Erstausstrahlung südnordfunk #104 im Januar 2023 bei Radio Dreyeckland | Autorin: Martina Backes

Planetarisches Versprechen trotz Uneinigkeit auf dem Gipfeltreffen über Biodiversität

»Die multinationalen Konzerne füllen ihre Bankkonten, während sie unsere Welt und ihre natürlichen Gaben ausbeuten. Ökosysteme werden zu Orten des Profits.« Auch wegen dieser harschen Worte von UN-Generalsekretär Antonio Guterres schaffte es die Nachricht vom beschleunigten Artensterben im Dezember 2022 in die Headlines: »Mit unserem grenzenlosen Appetit auf Konsum und Wirtschaftswachstum ist die Menschheit zu einer Waffe der Massenvernichtung geworden.«

Nie zuvor in der Geschichte der Menschheit starben in so kurzer Zeit so viele Arten aus. Die Verluste sind heute bis zu hundertfach höher als im Schnitt der vergangenen zehn Millionen Jahre. Mit warnenden Worten eröffnete Antonio Guterres die Biodiversitätskonferenz (Cop15) im kanadischen Montreal: »Wir behandeln die Natur wie ein Klo. Und letztlich begehen wir damit Selbstmord. Denn die Zerstörung der Natur und der biologischen Vielfalt ist mit einem hohen menschlichen Preis verbunden. Diese Konferenz ist unsere Chance, diese Orgie der Zerstörung zu stoppen.«

Im Februar zuvor hatte Christiana Figueres aus Costa Rica, führende Generalsekretärin des Klimaabkommens, die Staatengemeinschaft gewarnt: »Wir finanzieren unser eigenes Aussterben.« Zwei Wochen lang suchten die Unterzeichnerstaaten im Dezember 2022 nach einer konsensfähigen Formulierung, die einer Politik zum Erhalt der biologischen Vielfalt den Weg weisen sollte. Nicht nur einzelne Arten stehen auf dem Spiel: Es geht um die Funktionen der Gesamtheit der Ökosysteme, um Lebensräume also, ohne die es keine Artenvielfalt geben kann: Meere, ohne die es keinen Fisch gibt, Regenwälder, ohne die der Planet seine grünen Lungen einbüßt. Es geht nicht nur um Koalas oder Eisbären, sondern um Ökosystemleistungen, etwa den Erhalt sauberer Luft, der Bindung von Klimagasen wie Kohlendioxid in Wäldern und Ozeanen, der Regeneration von Wasserreserven, dem Reservoir genetischer Vielfalt, ohne die es keine Evolution gibt. Es geht um die planetarischen Grenzen der Belastbarkeit.

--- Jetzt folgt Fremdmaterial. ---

PR #1576, opened 2024-04-10
composition: validate that keys match in entity interfaces

tomhoule:
Before this commit, we were only validating that the implementers of the interface — in the subgraph where the interface is defined — have the same key, but the error message mentioned @interfaceObject, which is not about implementers, but about types in other subgraphs.

This commit

- resolves the confusion: the error message now mentions the right problem
- implements validation of matching key for interface objects in other subgraphs

closes gb-5825


Finistere (approved):
nice

PR #1578, opened 2024-04-10
feat: predefined subgraphs in federated dev config

obmarg:
I've been tasked with writing a guide for setting up federation with gqlgen (a go library).  We noticed when looking at existing guides that it's nice to be able to just show users a config file for their federated development server.  That config can define all the development subgraphs, saving the guide from explaining how to register 3 separate subgraphs.

This brings that predefined subgraph functionality into `grafbase dev`.  We'll watch the federated config for changes, and any new or changed subgraphs will be introspected and then composed.  If a subgraph isn't up/working at the time of introspection  we'll log that and then retry in the background - so if the subgraph later comes up we'll add it into the federated dev setup.

Part of GB-6127

I still have the SDK part of this to do, that'll be my next PR.


engine/crates/parser-sdl/src/rules/subgraph_directive.rs
```diff
@@ -34,6 +39,13 @@ impl Directive for SubgraphDirective {
           "The name of the subgraph"
           name: String!
 
+          """
+          The URL to use for this API in development
+
+          In deployed environments this is ignored.
+          """
+          websocketUrl: String!
```
tomhoule, line 47: I think you meant `developmentUrl` here

tomhoule (approved):

PR #1645, opened 2024-04-24
sdk: add ability to pass GraphQL SDL type definitions to standalone graphs

tomhoule:
This lets users mix GraphQL SDL and SDK to their preference when defining their configuration. The idea and implementation are both very basic.

The API takes the shape of a new argument to `graph.Standalone()`:

```typescript
const g = graph.Standalone({
  typeDefs: /* GraphQL */ `
    type Invoice {
      id: ID!
      invoiceNumber: String!
      dueDate: Date!
      totalAmount: Int!
    }

    extend type Query {
      invoiceByNumber(invoiceNumber: String!): Invoice @resolver(name: "invoice/byNumber")
    }
  `
})

```

The implementation is equally straightforward: we append the GraphQL that was passed in at the end of the generated SDL configuration.

Potential issues:

- Ordering: we have a set ordering for schema items in the SDK. Appending the string as-is will not respect it.
- Error message: it will not be clear where the error originated, but this is no worse than if you defined your whole config in SDL in the first place.

The issues seem to be minor enough to overlook, since it's a small change that enables new use cases.

closes GB-6547

### DIFF
--- a/packages/grafbase-sdk/tests/unit/typeDef.test.ts
+++ b/packages/grafbase-sdk/tests/unit/typeDef.test.ts
@@ -1,0 +1,41 @@
+import { config, graph } from '../../src/index'
+import { describe, expect, it } from '@jest/globals'
+import { renderGraphQL } from '../utils'
+
+const g = graph.Standalone({ subgraph: true })
+
+describe('graph.Standalone() typeDef argument', () => {
+  it('renders the content of typeDefs at the end', () => {
+    const g = graph.Standalone({
+      typeDefs: /* GraphQL */ `
+        type Invoice {
+          id: ID!
+          invoiceNumber: String!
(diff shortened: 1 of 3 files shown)


packages/grafbase-sdk/tests/unit/typeDef.test.ts
```diff
@@ -0,0 +1,41 @@
...
+                dueDate: Date!
+                totalAmount: Int!
+              }
+
+              extend type Query {
+                invoiceByNumber(invoiceNumber: String!): Invoice @resolver(name: "invoice/byNumber")
+              }
+            "
+    `)
+  })
```
pimeys, line 40: Is this the indentation?

obmarg (approved):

»Erstens muss das Globale Biodiversitätsabkommen transformativ, ehrgeizig, realistisch, praktikabel und umsetzbar sein,« so die Juristin Elisabeth Maruma Mrema aus Tansania. Sie ist seit 2012 stellvertretende Direktorin der Abteilung Ökosysteme beim Umweltprogramm der Vereinten Nationen (UNEP) und seit 2020 Exekutivsekretärin der Biodiversitätskonvention. Zu Beginn der Verhandlungen in Montreal zeigte sie große Entschlossenheit: »Wenn diese Merkmale in diesem Rahmenabkommen fehlen, wird die Umsetzung schwierig. Nicht nur das. Es geht um eine Umsetzung, die uns bis 2030 wirklich voranbringen kann, wenn wir den Verlust der biologischen Vielfalt umkehren und aufhalten wollen. Wir brauchen also ein ehrgeiziges Rahmenabkommen.«

Der Inhalt des am 17. Dezember 2022 durchgewunkenen Global Biodiversity Framework, des Rahmenabkommens zur globalen Biodiversität, beinhaltet große Visionen; 23 Ziele wurden formuliert. Sie sollen die Zerstörung der Biodiversität und das Aussterben von Tier- und Pflanzenarten stoppen und eine Trendumkehr einleiten.

So weit, so bekannt. Über das Wie geht die Meinung der Unterzeichnerstaaten auseinander, ein Grund dafür, warum weder Indikatoren noch konkrete Verpflichtungen vereinbart wurden. Eine denkbare Strategie ist, Natur radikal vor dem Einfluss des Menschen und dem Zugriff ökonomischer Verwertung zu schützen. Eine andere, die schädliche Wirkung der Produktion und des Konsums zu verringern. Vermutlich braucht es beides. Die Abschlusserklärung bleibt wage. Was auf den ersten Blick gut klingt, ist am Ende kaum greifbar. Viele der 23 Ziele sind schwammig formuliert. Sie sind, wie so oft bei Gipfeltreffen, der kleinste gemeinsame Nenner, auf dessen Basis in den kommenden Jahren weiter verhandelt wird. Daher fehle dem Abkommen der Biss, klagen Umweltverbände.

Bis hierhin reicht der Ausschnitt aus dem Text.